It could make sense forming a HPF (R11 + C7) which in turn forms a "constant" LPF for the NFB loop (it "steels" signal from C7//VR1 when VR1 is lower than it's max value..)

Maybe that's why R11 value is the same with VR1 max one..
(both filters -3db fco is around 16kHz with VR1 at full range)..

Just a guess, of course.. :icon_wink:
"I'm getting older while being taught all the time" Solon the Athenian..
"I don't mind  being taught all the time but I do mind a lot getting old" Antonis the Thessalonian..

anotherjim

R11, and R39 for that matter... oh, and not forgetting D8...
Paranoid designer or anti-copy tell-tales?

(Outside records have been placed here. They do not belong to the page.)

Issue #5959, opened 2021-06-16
Show implementation notes in game log


lostgeek:
When a card with an implementation note is rezzed / installed face-up / scored, print the log to the game log as an information for players.

francescopellegrini:
Closed by #6359

PR #6359, opened 2022-05-09
Show implementation messages in game log

### LINKED ISSUE #5210: A UI element for errata.
Currently, there is no way to tell at all from the Jinteki.net interface if there is errata for the card. I personally think it would be ideal if it showed up along with the card art when moused over, but any sort of notification would be nice

NBKelly:
This allows for implementation messages to be shown for relevant cards when they're rezzed, installed face-up (runner, or corp agendas), scored (by the corp), or played from hand (operation/events).

There is a single `implementation-msg` command in `say` which takes `state` and `card`, and if the card has implementation information, prints it.

impl_04

impl_03

impl_02

impl_01

I'm not 100% sold on the format I'm using, but it seems alright for now. I can't use a capital I on implementation, because that matches Imp.

I think there should be implementation notes on Identities, but I have no clue how (where) to sanely implement that.

Closes #5210, #5959

### DIFF
--- a/src/clj/game/core/play_instants.clj
+++ b/src/clj/game/core/play_instants.clj
@@ -36,6 +36,7 @@
                    "play "
                    (build-spend-msg payment-str "play"))]
     (system-msg state side (str play-msg title (when ignore-cost " at no cost")))
+    (implementation-msg state card)
     (play-sfx state side "play-instant")
     ;; Select the "on the table" version of the card
     (let [card (current-handler state side card)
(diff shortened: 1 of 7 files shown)


src/clj/game/core/play_instants.clj
```diff
@@ -48,6 +48,8 @@
                             card)
                           {:resolve-effect true :init-data true});;:resolve-effect is true as a temporary solution to allow Direct Access to blank IDs
           play-event (if (= side :corp) :play-operation :play-event)]
+      ;; print card errata/implementation if it has any
+      (implementation-msg state card)
```
NoahTheDuke, line 52: Move to directly below the `system-msg`.

NoahTheDuke:
I think this is great. I left comments saying to move these messages directly below the existing message that is printed so 1) the message "position" is consistent and 2) the implementation details are the latest/most prominent thing. If you think it should be the other way around, let's do that then, but in either case we should be printing them consistently either before or after.

NBKelly:
Alright, I think I got those suggestions. 

Is there a reasonable place to put implementation messages for ids?

NBKelly:
The only reasonable place I could find for id messages was `set-up`.  It's called directly after the id loads when the game starts.

impl_05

There are capacitors connected that could, if power supply voltage fluctuates, momentarily present voltages to the amp inputs that are outside the power pin voltages at some instant in time. Possible still 4.5v on C8 when chip + power down to zero.
Possible D8 is meant to clamp down excessive negative voltages on the input, but I struggle to see a mechanism that could generate much of that unless Q2 collector biases 1 or 2volts lower than 4.5v and drops to 0v before the 4.5 bias supply does.

All that said, all kinds of circuits with all kinds of op-amps can present similar conditions during power up-down cycles, without such protection and don't blow anything up.